EXERCISE OBJECTIVE - From the line containing "ISSUE-901 Test mode: Create" to the last line of the records, please reproduce every line exactly and nothing more.

Collection entries -
[Start of section]
PR #904, opened 2017-09-12
ISSUE-901 Test mode: Create event file prior to launch actual test process

### LINKED ISSUE #901: Test Mode: Need a field to identify when to start polling of event logs
Currently, when we hit 'testhistories' API, in background actual process take some time before starting the actual worker but there's no way to identify when that worker starts writing the logs into the file because of which UI calls 'events' API and get error: 'Event log file of history 17 does not exist or is not readable.'

UI needs a flag/field in 'testhistories' API that when set to true, UI can start polling on 'events' API and gets proper data/error.

HeartSaVioR:
* this change ensures that empty event will be available immediately when UI gets response

This closes #901.

Please refer my comment on #901. Although this doesn't go with suggested way in #901, I guess this patch resolves the origin issue simpler.

@shahsank3t UI can call /events immediately after receiving response of request for test run. It would be empty event indeed.

@arunmahadevan @shahsank3t Please review and comment. Thanks in advance!

### DIFF
--- a/streams/actions/src/main/java/com/hortonworks/streamline/streams/actions/topology/service/TopologyTestRunner.java
+++ b/streams/actions/src/main/java/com/hortonworks/streamline/streams/actions/topology/service/TopologyTestRunner.java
[End of section]
REPLY -
ISSUE-901 Test mode: Create event file prior to launch actual test process

### LINKED ISSUE #901: Test Mode: Need a field to identify when to start polling of event logs
Currently, when we hit 'testhistories' API, in background actual process take some time before starting the actual worker but there's no way to identify when that worker starts writing the logs into the file because of which UI calls 'events' API and get error: 'Event log file of history 17 does not exist or is not readable.'

UI needs a flag/field in 'testhistories' API that when set to true, UI can start polling on 'events' API and gets proper data/error.

HeartSaVioR:
* this change ensures that empty event will be available immediately when UI gets response

This closes #901.

Please refer my comment on #901. Although this doesn't go with suggested way in #901, I guess this patch resolves the origin issue simpler.

@shahsank3t UI can call /events immediately after receiving response of request for test run. It would be empty event indeed.

@arunmahadevan @shahsank3t Please review and comment. Thanks in advance!

### DIFF
--- a/streams/actions/src/main/java/com/hortonworks/streamline/streams/actions/topology/service/TopologyTestRunner.java
+++ b/streams/actions/src/main/java/com/hortonworks/streamline/streams/actions/topology/service/TopologyTestRunner.java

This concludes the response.